Across all the entries below, count each line that holds "desired" and report the figure only.

**** Material for this exercise

PR #342, opened 2024-04-29
Physics Based Air Throws

VMSolidus:
# Description

I've made it so that when a room is explosively depressurized(or when a body of high pressure air flows into one of lower pressure air), that entities inside are launched by the air pressure with effects according to their mass. An entity's mass is now used as an innate resistance to forced movement by airflow, and more massive entities are both less likely to be launched, and will launch less far than others. While lighter entities are launched far more easily, and will shoot off into space quite quickly! Spacing departments has never been so exciting! This can be made extraordinarily fun if more objects are given the ability to injure people when colliding with them at high speeds.

As a note, Humans are very unlikely to be sucked into space at a typical force generated from a 101kpa room venting into 0kpa, unless they happened to be standing right next to the opening to space when it was created. The same cannot be said for "Lighter-Than-Human" species such as Felinids and Harpies. I guess that's just the price to pay for being cute. :)

On a plus side, because the math behind this is simplified even further than it was before, this actually runs more efficiently than the previous system. 

# TODO

Nothing, this is basically done. I've spent a good 6 hours straight finely tuning the system until I was satisfied that it reflects something close to reality.

# MEDIA

**Before the Space Wind Rework:**

https://github.com/Simple-Station/Einstein-Engines/assets/16548818/0bf56c50-58e6-4aef-97f8-027fbe62331e

**With this Rework:**

https://github.com/Simple-Station/Einstein-Engines/assets/16548818/6be507a9-e9de-4bb8-9d46-8b7c83ed5f1d

# Changelog

:cl: VMSolidus
- add: Atmospheric "Throws" are now calculated using object mass, and behave accordingly. Tiny objects will shoot out of rooms quite fast!


Content.Server/Atmos/EntitySystems/AtmosphereSystem.HighPressureDelta.cs
```diff
@@ -188,7 +184,6 @@ private void ConsiderPressureDifference(GridAtmosphereComponent gridAtmosphere,
             int cycle,
             float pressureDifference,
             AtmosDirection direction,
-            float pressureResistanceProbDelta,
```
Pspritechologist, line 191: I would be willing to bet not a single person has ever called this function on a downstream of Wizden, but I thought I would note that this is technically a public API change, and the kind of thing we'd be documenting in the future for downstreams.

Content.Server/Atmos/EntitySystems/AtmosphereSystem.HighPressureDelta.cs
```diff
@@ -201,37 +196,14 @@ private void ConsiderPressureDifference(GridAtmosphereComponent gridAtmosphere,
...
                 {
-                    var moveForce = maxForce;
-                    moveForce /= (throwTarget != EntityCoordinates.Invalid) ? SpaceWindPressureForceDivisorThrow : SpaceWindPressureForceDivisorPush;
-                    moveForce *= MathHelper.Clamp(moveProb, 0, 100);
-
-                    // Apply a sanity clamp to prevent being thrown through objects.
-                    var maxSafeForceForObject = SpaceWindMaxVelocity * physics.Mass;
-                    moveForce = MathF.Min(moveForce, maxSafeForceForObject);
-
+                    AddMobMovedByPressure(uid, component, physics);
```
Pspritechologist, line 206: This is now technically being called on things that *aren't* mobs, which is counter intuitive.

Content.Server/Atmos/EntitySystems/AtmosphereSystem.HighPressureDelta.cs
```diff
@@ -201,37 +196,14 @@ private void ConsiderPressureDifference(GridAtmosphereComponent gridAtmosphere,
...
 
-                if (maxForce > MovedByPressureComponent.ThrowForce)
+                if (moveForce > physics.Mass)
                 {
-                    var moveForce = maxForce;
-                    moveForce /= (throwTarget != EntityCoordinates.Invalid) ? SpaceWindPressureForceDivisorThrow : SpaceWindPressureForceDivisorPush;
-                    moveForce *= MathHelper.Clamp(moveProb, 0, 100);
-
-                    // Apply a sanity clamp to prevent being thrown through objects.
-                    var maxSafeForceForObject = SpaceWindMaxVelocity * physics.Mass;
```
Pspritechologist, line 232: The old system uses SpaceWindMaxVelocity as a max, which seems to be getting ignored here.

Content.Server/Atmos/EntitySystems/AtmosphereSystem.HighPressureDelta.cs
```diff
@@ -201,37 +196,14 @@ private void ConsiderPressureDifference(GridAtmosphereComponent gridAtmosphere,
...
-                || (physics.BodyType == BodyType.Static && (maxForce >= (component.MoveResist * MovedByPressureComponent.MoveForceForcePushRatio))))
+            if (physics.BodyType != BodyType.Static && !float.IsPositiveInfinity(component.MoveResist))
             {
-                if (HasComp<MobStateComponent>(uid))
-                {
-                    AddMobMovedByPressure(uid, component, physics);
-                }
+                var moveForce = pressureDifference / physics.Mass;
 
-                if (maxForce > MovedByPressureComponent.ThrowForce)
```
Pspritechologist, line 225: 'ThrowForce' also seems to be ignored now. What's that variable for? Is this fine?

Pspritechologist (changes requested):
Certainly very impressive, and I like the effect a lot. I am concerned by the sheer number of variables being discarded (I didn't even note them all!). Even if we feel they aren't required here, they also may just be unused now, and modifying them may not have the implied effect.

Any idea why the items on the table to the left of the breach in the video seem to be unaffected, while things much further away in the room are blasted?

Finally, could we get a before clip recorded of vaguely the same view?

Content.Server/Atmos/EntitySystems/AtmosphereSystem.HighPressureDelta.cs
VMSolidus: ThrowForce was a Constant set at 100f. physics.Mass is approximately 80f for a standard human spessman with all his job equipment on, maybe more depending on what department. I changed this function essentially so that an entity can only be moved by airflow if the force being applied to them is greater than the square of that entity's mass.

Content.Server/Atmos/EntitySystems/AtmosphereSystem.HighPressureDelta.cs
VMSolidus: Eagle has volunteered to test this system for me today on his server, so I'm going to be getting some data from him with it in a live environment. In my own 6 hours of testing, I wasn't able to replicate Wizden's original issue of entities clipping into walls, at least under relatively tame atmospheric circumstances(Tame by my standards meant at most 5000kpa). That's not to say they won't clip if the force is sufficiently high. I'm also waiting for feedback from the original maintainer for this code on what the speed limit is. Which I should actually clamp down by the ApplyLinearImpulse.

VMSolidus:
> Certainly very impressive, and I like the effect a lot. I am concerned by the sheer number of variables being discarded (I didn't even note them all!). Even if we feel they aren't required here, they also may just be unused now, and modifying them may not have the implied effect.
> 
> Any idea why the items on the table to the left of the breach in the video seem to be unaffected, while things much further away in the room are blasted?

That one's an interesting thing to look at. Since objects can only be moved if the force of the air flow is equal to the square of their mass, objects that are lightweight are pulled from farther away(If you look at the top right, you can see that the pens from the Dev medbay were transported all the way from medical to the hole), while objects that are heavier need to be relatively close. The force being applied scales inversely with distance, and the size of the hole in question has an effect on how much force can be applied. The C4 made a very large hole, which in turn spread the force out over a much wider area. The heavier steel on the left wasn't affected because the force wasn't great enough. 

I've also noticed that the relative geometry of the hallways leading up to the hole have their own effects on the airflow.

VMSolidus:
image

I haven't actually removed the variables from the system, reasoning that someone may inevitably try to use them. But they were all either Constants or CVars, not really true math variables. I'm actually not modifying any variables that get passed back, just usingh what information was already available to the function via its access to PhysicsComponent. Another function elsewhere already derives the force of a pressure differential. I did however need to keep some of the exit conditions, because technically the equation I have replaced this with is a parametric equation, it must have some form of limit. 

image

Actually, now that you mention it, because I am dividing by true variables and not constants, I now need to go back and address potential divide by zero exits.

VMSolidus:
https://github.com/Simple-Station/Einstein-Engines/assets/16548818/75f74969-5da0-4bf9-8bdf-70ce158b8b9e


https://github.com/Simple-Station/Einstein-Engines/assets/16548818/23de7a87-dcd7-48b8-9768-b7c20f9666d5

VMSolidus:
Psprite don't merge this yet, I have a pretty good idea how I'm going to reimplement the speed clamp. It basically just means I need to test constants. In ApplyLinearImpulse(uid, vector, physicscomponent), vector is given in the form r(costheta*i + sintheta*j), and in this case dirVec is a vector based on an r=1 circle, and moveForce is my value for r. I simply need to replace these two uses of moveForce with Math.Clamp(moveForce, 0, constant)

And then brute force test constants in a dev environment until I find one where it's impossible to fling a sheet of paper through a steel wall.

rosieposieeee:
hahahahahaha this fucking rules, oh my god

VMSolidus:
Okay! I've added the clamp back in, and did some rather extreme limit testing to determine that this actually is a good number to set the velocity limit to, which is to say it cannot exceed 30 meters per second of acceleration.

VMSolidus:
This is now ready for some excellent reviews.

DangerRevolution (commented):
pog

VMSolidus:
While examining the equations, I figured out another small optimization. Physics components contain an Inverse Mass, equal to 1/Mass. Since multiplication runs faster than division, I can make a small optimization to the equation by multiplying by InvMass instead of dividing by Mass, achieving the same result faster. Since this is a physics system that runs *hundreds* of times per tick, every small improvement matters a lot. 

Getting rid of the division sign means its also no longer possible to divide by zero, so we no longer need to check if mass is 0 to prevent division by zero errors.

Content.Server/Atmos/EntitySystems/AtmosphereSystem.HighPressureDelta.cs
```diff
@@ -183,12 +179,13 @@ private void ConsiderPressureDifference(GridAtmosphereComponent gridAtmosphere,
             tile.PressureDirection = differenceDirection;
         }
 
+        //The EE version of this function drops pressureResistanceProbDelta, since it's not needed. If you are for whatever reason calling this function
+        //And it isn't working, you've probably still got the ResistancePobDelta line included.
```
DEATHB4DEFEAT, line 183:
```suggestion
        //And it isn't working, you've probably still got the pressureResistanceProbDelta line included.
```

Content.Server/Atmos/EntitySystems/AtmosphereSystem.HighPressureDelta.cs
```diff
@@ -201,50 +198,40 @@ private void ConsiderPressureDifference(GridAtmosphereComponent gridAtmosphere,
...
+            // EXPLANATION:
+            // pressureDifference = Force of Air Flow on a given tile
+            // physics.Mass = Mass of the object potentially being thrown
+            // physics.InvMass = 1 divided by said Mass. More CPU efficient way to do division.
+            //
+            // Objects can only be thrown if the force of air flow is greater than the SQUARE of their mass or {SpaceWindMinimumMassThreshold}, whichever is heavier
+            // This means that the heavier an object is, the exponentially more force is required to move it
+            // The force of a throw is equal to the force of air pressure, divided by an object's mass. So not only are heavier objects
+            // less likely to be thrown, they are also harder to throw.
+            // While lighter objects are yeeted easily, and from great distance.
```
DEATHB4DEFEAT, line 210:
```suggestion
            // less likely to be thrown, they are also harder to throw,
            // while lighter objects are yeeted easily, and from great distance.
```

DEATHB4DEFEAT (commented):
I can't really say much but this is cool

VMSolidus:
I've added a Before and After video demonstration to this PR, showing what exactly has been changed.

Content.Server/Atmos/EntitySystems/AtmosphereSystem.HighPressureDelta.cs
```diff
@@ -183,12 +179,13 @@ private void ConsiderPressureDifference(GridAtmosphereComponent gridAtmosphere,
             tile.PressureDirection = differenceDirection;
         }
 
+        //The EE version of this function drops pressureResistanceProbDelta, since it's not needed. If you are for whatever reason calling this function
+        //And it isn't working, you've probably still got the pressureResistanceProbDelta line included.
```
Pspritechologist, line 183:
```suggestion
        //INFO: The EE version of this function drops pressureResistanceProbDelta, since it's not needed. If you are for whatever reason calling this function
        //INFO: And it isn't working, you've probably still got the pressureResistanceProbDelta line included.
```
Some editor configs will highlight this text differently.

Content.Server/Atmos/EntitySystems/AtmosphereSystem.HighPressureDelta.cs
```diff
@@ -201,50 +198,40 @@ private void ConsiderPressureDifference(GridAtmosphereComponent gridAtmosphere,
...
+            // physics.InvMass = 1 divided by said Mass. More CPU efficient way to do division.
+            //
+            // Objects can only be thrown if the force of air flow is greater than the SQUARE of their mass or {SpaceWindMinimumMassThreshold}, whichever is heavier
+            // This means that the heavier an object is, the exponentially more force is required to move it
+            // The force of a throw is equal to the force of air pressure, divided by an object's mass. So not only are heavier objects
+            // less likely to be thrown, they are also harder to throw,
+            // while lighter objects are yeeted easily, and from great distance.
+            //
+            // For a human sized entity with a standard weight of 80kg and a spacing between a hard vacuum and a room pressurized at 101kpa,
+            // The human shall only be moved if he is either very close to the hole, or is standing in a region of high airflow
```
Pspritechologist, line 213:
```suggestion
            //INFO: EXPLANATION:
            // pressureDifference = Force of Air Flow on a given tile
            // physics.Mass = Mass of the object potentially being thrown
            // physics.InvMass = 1 divided by said Mass. More CPU efficient way to do division.
            //
            // Objects can only be thrown if the force of air flow is greater than the SQUARE of their mass or {SpaceWindMinimumMassThreshold}, whichever is heavier
            // This means that the heavier an object is, the exponentially more force is required to move it
            // The force of a throw is equal to the force of air pressure, divided by an object's mass. So not only are heavier objects
            // less likely to be thrown, they are also harder to throw,
            // while lighter objects are yeeted easily, and from great distance.
            //
            // For a human sized entity with a standard weight of 80kg and a spacing between a hard vacuum and a room pressurized at 101kpa,
            // The human shall only be moved if he is either very close to the hole, or is standing in a region of high airflow
```
Some of these should be XML docs for variables on the method itself and not just a comment in the code.
Almost *all* of the can just be in the summary or notes section of the XML docs.

Content.Shared/CCVar/CCVars.cs
```diff
@@ -1049,6 +1049,17 @@ public sealed class CCVars : CVars
...
+        /// <summary>
+        ///     If an object's mass is below this number, then this number is used in place of mass to determine whether air pressure can throw an object.
+        ///     This has nothing to do with throwing force, only acting as a way of reducing the odds of tiny 5 gram objects from being yeeted by people's breath
+        /// </summary>
+        /// <remarks>
+        ///     If you are reading this because you want to change it, consider looking into why almost every item in the game weighs only 5 grams
+        ///     And maybe do your part to fix that? :)
+        /// </remarks>
+        public static readonly CVarDef<float> SpaceWindMinimumMassThreshold =
+            CVarDef.Create("atmos.space_wind_minimum_mass_threshold", 10f, CVar.SERVERONLY);
```
Pspritechologist, line 1061: This isn't a threshold, it's a minimum calculated mass. Clarify the name as such

Content.Server/Atmos/EntitySystems/AtmosphereSystem.HighPressureDelta.cs
```diff
@@ -201,50 +198,40 @@ private void ConsiderPressureDifference(GridAtmosphereComponent gridAtmosphere,
...
+                && !float.IsPositiveInfinity(component.MoveResist))
             {
-                if (HasComp<MobStateComponent>(uid))
-                {
-                    AddMobMovedByPressure(uid, component, physics);
-                }
+                var moveForce = pressureDifference * physics.InvMass;
 
-                if (maxForce > MovedByPressureComponent.ThrowForce)
+                if (moveForce > MathF.MaxMagnitude(physics.Mass, SpaceWindMinimumMassThreshold))
```
Pspritechologist, line 219: Is there a reason `MaxMagnitude` is being used here, rather than simply getting the larger of the numbers?

Content.Server/Atmos/EntitySystems/AtmosphereSystem.HighPressureDelta.cs
```diff
@@ -201,50 +198,40 @@ private void ConsiderPressureDifference(GridAtmosphereComponent gridAtmosphere,
...
                     var dirVec = (direction.ToAngle() + gridWorldRotation).ToWorldVec();
+                    var maxSafeForceForObject = SpaceWindMaxVelocity * physics.Mass;
 
-                    // TODO: Technically these directions won't be correct but uhh I'm just here for optimisations buddy not to fix my old bugs.
+                    // TODO: Consider replacing throw target with proper trigonometry angles.
                     if (throwTarget != EntityCoordinates.Invalid)
                     {
                         var pos = ((throwTarget.ToMap(EntityManager).Position - xform.WorldPosition).Normalized() + dirVec).Normalized();
-                        _physics.ApplyLinearImpulse(uid, pos * moveForce, body: physics);
+                        _physics.ApplyLinearImpulse(uid, pos * Math.Clamp(moveForce, 0, maxSafeForceForObject), body: physics);
```
Pspritechologist, line 230: Do this math outside of this function call and give the variable a name to make the code more readable, and clarify what's happening.

Pspritechologist (dismissed):
A solution needs to be thought of to prevent human-mobs from being untouched. The realism of it is quite unimportant- people need to be able to get flung into space.

This could be making the amount that mass impacts diminishing so that very heavy things can still be flung, or it could be giving mobs Components to change how they're impacted by depressurization.

Content.Server/Atmos/EntitySystems/AtmosphereSystem.HighPressureDelta.cs
VMSolidus: But.. That IS how you get the larger of the two numbers!?!?

VMSolidus:
> A solution needs to be thought of to prevent human-mobs from being untouched. The realism of it is quite unimportant- people need to be able to get flung into space.
> 
> This could be making the amount that mass impacts diminishing so that very heavy things can still be flung, or it could be giving mobs Components to change how they're impacted by depressurization.

I will outright refuse this Psprite because that is extremely, ridiculously out of scope for this PR, because it would necessitate completely rewriting how air flow is calculated in the first place. The original system literally just generated a random number and then used that random number to decide if a human was to be thrown. As a stopgap for the equations for air flow simply being not up to par.

VMSolidus:
> A solution needs to be thought of to prevent human-mobs from being untouched. The realism of it is quite unimportant- people need to be able to get flung into space.
> 
> This could be making the amount that mass impacts diminishing so that very heavy things can still be flung, or it could be giving mobs Components to change how they're impacted by depressurization.

Additionally, I attempted solutions in testing for creating a stopgap to throw humans more consistently, and it had run into many of the same problems the original creator did, where if even the tiniest of player character throws happened, it made the game feel extremely awful to play due to the system *constantly* wresting control from the player. Fixing that is also out of scope for this PR.

VMSolidus:
> A solution needs to be thought of to prevent human-mobs from being untouched. The realism of it is quite unimportant- people need to be able to get flung into space.
> 
> This could be making the amount that mass impacts diminishing so that very heavy things can still be flung, or it could be giving mobs Components to change how they're impacted by depressurization.

So I'll, give it an *attempt* to find a solution to this, but I'll preface it with this. This is an extremely tick intense physics system. This function I optimized runs thousands of times per tick, and every individual line added to it runs up the frametime on an already incredibly frametime hungry system. Adding unnecessary component checks won't do, adding even more math checks here won't do. That improvement you're asking for is going to take making a significant improvement elsewhere, namely in airflow. Airflow pathfinding is extremely bad, creating unusually deep pockets of ultra-fast moving air, while vast portions of the station don't receive anywhere close to the pressure differential that physics dictates they should. For one airflow is only orthogonal adjacent. If I can free it up to perform diagonal movement too, that should in turn dramatically improve the ability of it to throw objects in unusual places, or for heavier objects. That would also allow air to throw objects diagonally, instead of just orthogonal.

For me to accommodate this specific request, I am not going to find a satisfactory solution for it in the function this PR touches.

DEATHB4DEFEAT:
> This function I optimized runs thousands of times per tick

That should not happen for ***anything***, no wonder it sucks for performance

VMSolidus:
> > This function I optimized runs thousands of times per tick
> 
> That should not happen for _**anything**_, no wonder it sucks for performance

I managed to find a extremely common exit condition that bypasses almost 200 lines of script. It should run about 1/100th as often now.

Content.Server/Atmos/EntitySystems/AtmosphereSystem.HighPressureDelta.cs
```diff
@@ -91,6 +90,9 @@ private void AddMobMovedByPressure(EntityUid uid, MovedByPressureComponent compo
 
         private void HighPressureMovements(Entity<GridAtmosphereComponent> gridAtmosphere, TileAtmosphere tile, EntityQuery<PhysicsComponent> bodies, EntityQuery<TransformComponent> xforms, EntityQuery<MovedByPressureComponent> pressureQuery, EntityQuery<MetaDataComponent> metas)
         {
+            //!MAGIC EXIT CONDITION THAT MAKES ALMOST 200 LINES RUN 1/100TH AS OFTEN.
```
DEATHB4DEFEAT, line 93:
```suggestion
```

Content.Server/Atmos/EntitySystems/AtmosphereSystem.HighPressureDelta.cs
```diff
@@ -120,7 +122,8 @@ private void HighPressureMovements(Entity<GridAtmosphereComponent> gridAtmospher
             var gridWorldRotation = xforms.GetComponent(gridAtmosphere).WorldRotation;
 
             // If we're using monstermos, smooth out the yeet direction to follow the flow
-            if (MonstermosEqualization)
+            //WTF:This is bad, don't run this. It just makes the throws worse by somehow rounding them to orthogonal
```
DEATHB4DEFEAT, line 125:
```suggestion
            //TODO This is bad, don't run this. It just makes the throws worse by somehow rounding them to orthogonal
```

Content.Server/Atmos/EntitySystems/AtmosphereSystem.HighPressureDelta.cs
```diff
@@ -181,12 +184,37 @@ private void ConsiderPressureDifference(GridAtmosphereComponent gridAtmosphere,
             tile.PressureDirection = differenceDirection;
         }
 
+        //INFO:The EE version of this function drops pressureResistanceProbDelta, since it's not needed. If you are for whatever reason calling this function
```
DEATHB4DEFEAT, line 187:
```suggestion
        //INFO The EE version of this function drops pressureResistanceProbDelta, since it's not needed. If you are for whatever reason calling this function
```

Content.Server/Atmos/EntitySystems/AtmosphereSystem.HighPressureDelta.cs
```diff
@@ -181,12 +184,37 @@ private void ConsiderPressureDifference(GridAtmosphereComponent gridAtmosphere,
...
+        //INFO:And it isn't working, you've probably still got the pressureResistanceProbDelta line included.
```
DEATHB4DEFEAT, line 188:
```suggestion
        //INFO And if it isn't working, you've probably still got the pressureResistanceProbDelta line included.
```

Content.Server/Atmos/EntitySystems/AtmosphereSystem.HighPressureDelta.cs
```diff
@@ -181,12 +184,37 @@ private void ConsiderPressureDifference(GridAtmosphereComponent gridAtmosphere,
...
+        /// The human shall only be moved if he is either very close to the hole, or is standing in a region of high airflow
+        /// </notes>
+        /// <param name="ent"></param>
+        /// <param name="cycle"></param>
+        /// <param name="pressureDifference"></param>
+        /// <param name="direction"></param>
+        /// <param name="throwTarget"></param>
+        /// <param name="gridWorldRotation"></param>
+        /// <param name="xform"></param>
+        /// <param name="physics"></param>
```
DEATHB4DEFEAT, line 211:
```suggestion
```

Content.Server/Atmos/EntitySystems/AtmosphereSystem.HighPressureDelta.cs
```diff
@@ -199,50 +227,28 @@ private void ConsiderPressureDifference(GridAtmosphereComponent gridAtmosphere,
...
-                    // Apply a sanity clamp to prevent being thrown through objects.
                     var maxSafeForceForObject = SpaceWindMaxVelocity * physics.Mass;
                     moveForce = MathF.Min(moveForce, maxSafeForceForObject);
-
+                    AddMovedByPressure(uid, component, physics);
                     // Grid-rotation adjusted direction
                     var dirVec = (direction.ToAngle() + gridWorldRotation).ToWorldVec();
 
-                    // TODO: Technically these directions won't be correct but uhh I'm just here for optimisations buddy not to fix my old bugs.
+                    // TODO: Consider replacing throw target with proper trigonometry angles.
```
DEATHB4DEFEAT, line 243:
```suggestion
                    //TODO Consider replacing throw target with proper trigonometry angles.
```

Content.Server/Atmos/EntitySystems/AtmosphereSystem.Monstermos.cs
```diff
@@ -676,15 +679,17 @@ private void AdjustEqMovement(TileAtmosphere tile, AtmosDirection direction, flo
...
+            var tileref = tileRef.Tile;
 
-            var chance = MathHelper.Clamp(0.01f + (sum / SpacingMaxWind) * 0.3f, 0.003f, 0.3f);
-
-            if (sum > 20 && _robustRandom.Prob(chance))
+            var tileDef = (ContentTileDefinition) _tileDefinitionManager[tileref.TypeId];
+            if (!tileDef.Reinforced && tileDef.TileRipResistance < delta * MonstermosRipTilesPressureOffset)
+            {
                 PryTile(mapGrid, tile.GridIndices);
+            }
```
DEATHB4DEFEAT, line 692:
```suggestion
                PryTile(mapGrid, tile.GridIndices);
```

Content.Shared/CCVar/CCVars.cs
```diff
@@ -1098,6 +1098,25 @@ public sealed class CCVars : CVars
...
+        ///     If you are reading this because you want to change it, consider looking into why almost every item in the game weighs only 5 grams
+        ///     And maybe do your part to fix that? :)
+        /// </remarks>
+        public static readonly CVarDef<float> SpaceWindMinimumCalculatedMass =
+            CVarDef.Create("atmos.space_wind_minimum_calculated_mass", 10f, CVar.SERVERONLY);
+
+        /// <summary>
+        /// Calculated as 1/Mass, where Mass is the physics.Mass of the desired threshold.
+        /// If an object's inverse mass is lower than this, it is capped at this. Basically, an upper limit to how heavy an object can be
+        /// before it stops resisting space wind more.
```
DEATHB4DEFEAT, line 1115:
```suggestion
        /// 	Calculated as 1/Mass, where Mass is the physics.Mass of the desired threshold.
        /// 	If an object's inverse mass is lower than this, it is capped at this. Basically, an upper limit to how heavy an object can be before it stops resisting space wind more.
```

Content.Shared/CCVar/CCVars.cs
```diff
@@ -1119,7 +1138,21 @@ public sealed class CCVars : CVars
 		///     Also looks weird on slow spacing for unrelated reasons. If you do want to enable this, you should probably turn on instaspacing.
         /// </summary>
         public static readonly CVarDef<bool> MonstermosRipTiles =
-            CVarDef.Create("atmos.monstermos_rip_tiles", false, CVar.SERVERONLY);
+            CVarDef.Create("atmos.monstermos_rip_tiles", true, CVar.SERVERONLY);
+
+        /// <summary>
+        ///     Taken as the cube of a tile's mass, this acts as a minimum threshold of mass for which air pressure calculates whether or not to rip a tile from the floor
+        ///     This should be set by default to the cube of the game's lowest mass tile as defined in .yml prototypes, but can be increased for server performance reasons
```
DEATHB4DEFEAT, line 1145:
```suggestion
        ///     This should be set by default to the cube of the game's lowest mass tile as defined in their prototypes, but can be increased for server performance reasons
```

Content.Shared/CCVar/CCVars.cs
```diff
@@ -1119,7 +1138,21 @@ public sealed class CCVars : CVars
...
+        /// </summary>
+        public static readonly CVarDef<float> MonstermosRipTilesMinimumPressure =
+            CVarDef.Create("atmos.monstermos_rip_tiles_min_pressure", 7500f, CVar.SERVERONLY);
+
+        /// <summary>
+        ///     Taken after the minimum pressure is checked, the effective pressure is multiplied by this amount. This allows server hosts to
+        ///     finely tune how likely floor tiles are to be ripped apart by air pressure
```
DEATHB4DEFEAT, line 1152:
```suggestion
        ///     Taken after the minimum pressure is checked, the effective pressure is multiplied by this amount.
        ///		This allows server hosts to finely tune how likely floor tiles are to be ripped apart by air pressure
```

Content.Shared/Maps/ContentTileDefinition.cs
```diff
@@ -121,5 +121,8 @@ public void AssignTileId(ushort id)
         {
             TileId = id;
         }
+
+        [DataField] public bool Reinforced = false;
+        [DataField] public float TileRipResistance = 125f;
```
DEATHB4DEFEAT, line 126:
```suggestion
        [DataField]
        public bool Reinforced = false;

        [DataField]
        public float TileRipResistance = 125f;
```

DEATHB4DEFEAT (changes requested):

VMSolidus:
This is ready for review. @DEATHB4DEFEAT @Pspritechologist @DangerRevolution @Peptide90 @OldDanceJacket

Aidenkrz:
I believe when we last talked about this, the maxvelocity cvar wasn't working correctly, and you were going to reimplement it after changing up some of the math as it currently does nothing.

VMSolidus:
> I believe when we last talked about this, the maxvelocity cvar wasn't working correctly, and you were going to reimplement it after changing up some of the math as it currently does nothing.

Thanks for the reminder, re implementing the max velocity was actually pretty easy. 
image

VMSolidus:
> I believe when we last talked about this, the maxvelocity cvar wasn't working correctly, and you were going to reimplement it after changing up some of the math as it currently does nothing.

Actually, do you mind passing me your improvements to TileRipping? I'd like to bring them here if they work well enough there.

Aidenkrz:
> Actually, do you mind passing me your improvements to TileRipping? I'd like to bring them here if they work well enough there.

Already deleted the branch, it was pretty terrible code that I just threw together in five minutes for a proof of concept.
IIRC essentially all i did was add a counter that ticked up from the start of it being called, multiply it by a random float, and then multiply the delta by that.

Peptide90 (approved):

DangerRevolution:
Going to play around with this pre-review; while I *do* like the DS14 version, still worth testing. This should be held off from merging until @DEATHB4DEFEAT and/or @Pspritechologist review it too due to the importance/scale :)

DangerRevolution (approved):

DEATHB4DEFEAT (approved):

********

Response area:
2